__Work to be completed__
Whichever lines include the word "SocketListener", copy them as they appear in the data.

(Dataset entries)
Issue #3239, opened 2017-09-15
socket listener: needs a way to set socket permissions for unix/dgram sockets.


james-lawrence:
### System info:
Telegraf v1.4.0 (git: release-1.4 34b7a4c3611d1ede908ef275401544c34a4a3ba3)

## Feature Request

being able to set socket permissions for socket_listener, will allow administrators to have various applications on the system write to the telegraf socket.

```
# Configuration for telegraf agent
[agent]
  interval = "20s"
  round_interval = true
  metric_batch_size = 1000
  metric_buffer_limit = 10000
  collection_jitter = "5s"
  flush_interval = "60s"
  flush_jitter = "15s"
  debug = false
  quiet = false
  omit_hostname = false

[[inputs.socket_listener]]
  service_address = "unix:///run/telegraf-ops/telegraf.sock"
```

telegraf -conf=test.conf

danielnelson:
See implementation discussion starting here: https://github.com/influxdata/telegraf/pull/3996#issuecomment-394164349

jgitlin-bt:
@danielnelson I have a concern with what was proposed on #3996, namely that if it becomes mandatory in a future version (I.E. there's no way to disable it) then it will require that processes sending to the socket have the same group id as telegraf... this will be an issue for my usage, where processes send InfluxDB line protocol stats to the socket but these process need to be in a separate group from the telegraf process.

Do you know if the checks for SCM_CREDENTIALS will be able to be disabled via a config option? That would be ideal for me, as I could then rely on directory permissions for access control...

danielnelson:
> Do you know if the checks for SCM_CREDENTIALS will be able to be disabled via a config option? That would be ideal for me, as I could then rely on directory permissions for access control...

We can do this, I think we would only use SCM_CREDENTIALS if it is configured, and use directory permissions by default.

jegj:
is there a way i can solve the permission problem while this feature is ready for a new release?  `chmod` + `chown` works great but i want to keep the permissions after a service restart... the socket always has `rwxr-xr-x telegraf telegraf`  as permissions after a restart... so a external service will lost the write access

danielnelson:
Not sure if it will work for you, but you could try setting setgid on the directory containing the socket and adjusting the umask to 002 for Telegraf so the file is group writable.

jegj:
[...]

PR #3996, opened 2018-04-10
Provide a way to set socket permissions for unix/dgram sockets

gentstr:
#3239

* Defaults to world-writable by default (777)
* New configuration option file_mode allows for custom permissions

### Required for all PRs:

### DIFF
--- a/plugins/inputs/socket_listener/README.md
+++ b/plugins/inputs/socket_listener/README.md
@@ -25,6 +25,9 @@ This is a sample configuration for the plugin.
   # service_address = "unix:///tmp/telegraf.sock"
   # service_address = "unixgram:///tmp/telegraf.sock"
 
+  ## File mode for unix sockets
+  # file_mode = "777"
+
   ## Maximum number of concurrent connections.
   ## Only applies to stream sockets (e.g. TCP).
   ## 0 (default) is unlimited.
--- a/plugins/inputs/socket_listener/socket_listener.go
+++ b/plugins/inputs/socket_listener/socket_listener.go
@@ -7,6 +7,7 @@ import (
 	"log"
 	"net"
 	"os"
+	"strconv"
 	"strings"
 	"sync"
 
@@ -164,6 +165,7 @@ type SocketListener struct {
 	ReadBufferSize  int
 	ReadTimeout     *internal.Duration
 	KeepAlivePeriod *internal.Duration
+	FileMode        string
 
 	parsers.Parser
 	telegraf.Accumulator
@@ -187,6 +189,9 @@ func (sl *SocketListener) SampleConfig() string {
   # service_address = "udp6://:8094"
   # service_address = "unix:///tmp/telegraf.sock"
   # service_address = "unixgram:///tmp/telegraf.sock"
+
+  ## File mode for unix sockets
+  # file_mode = "777"
 
   ## Maximum number of concurrent connections.
   ## Only applies to stream sockets (e.g. TCP).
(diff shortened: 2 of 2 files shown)


danielnelson:
Thanks for the PR.  Can you make it so the default is not to chmod, so that the umask settings take effect, and also see if you can move the chmod code after the switch statement so you can share that code (alternately use a function).  Finally don't forget to gofmt.

phemmer:
Also relying on permissions of the socket file for security is not a good practice. It works on linux, but it might be a good idea to toss in a warning in the docs:

http://man7.org/linux/man-pages/man7/unix.7.html
>       On Linux, connecting to a stream socket object requires write permis‐
>       sion on that socket; sending a datagram to a datagram socket likewise
>       requires write permission on that socket.  POSIX does not make any
>       statement about the effect of the permissions on a socket file, and
>       on some systems (e.g., older BSDs), the socket permissions are
>       ignored.  Portable programs should not rely on this feature for secu‐
>       rity.

Using `chmod` for security is also racy. Because the socket is created with different permissions at first, a client can connect before they have been adjusted.

The best practice for permissions on unix sockets is to either set the permissions on the directory, or to use [`SCM_CREDENTIALS`](http://man7.org/linux/man-pages/man7/unix.7.html)

danielnelson:
> either set the permissions on the directory...

This seems like something that should be done outside of Telegraf.  Before starting the plugin the user would create a directory with posix acls or setgid or another method to ensure the socket created inside has the right permissions.  I imagine this would work today with no changes.

> to use SCM_CREDENTIALS

I'm new to this, but it looks like this sends us the uid, gid of the connecting user.  At that point we would  verify that it matches our selected user/group in Telegraf application code?

phemmer:
> This seems like something that should be done outside of Telegraf

Yes, sorry. I wasn't proposing that telegraf do this :-)

> I'm new to this, but it looks like this sends us the uid, gid of the connecting user.

Something along those lines. Note that it only sends their primary GID, not their supplementary groups. So you'd have to do a name service lookup on the UID to get all the other groups the user is in.

danielnelson:
Okay, this makes sense to me.  I'm going to close this pull request, we should do the SCM_CREDENTIALS instead.

danielnelson:
It is possible to use this feature to either restrict or loosen permissions to a socket.  Creating a parent directory with tighter permissions and `SCM_CREDENTIALS` are good ways to tighten the permissions.  However, I suspect most actually want the opposite; to allow processes not in the `telegraf` group to write to the socket.

It seems that before `SCM_CREDENTIALS` can be used, you need filesystem access to be able to connect to the socket permissions, so they aren't helpful for loosening permissions.  Instead, it seems that the only methods are by using chmod after socket creation or changing the process umask.

If we wanted to change the umask, we would need to lock any file creation operations to avoid creating files with the wrong permissions.  This isn't undoable but would be a bit of work and a possible source of bugs.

__Completed exercise__
@@ -164,6 +165,7 @@ type SocketListener struct {
@@ -187,6 +189,9 @@ func (sl *SocketListener) SampleConfig() string {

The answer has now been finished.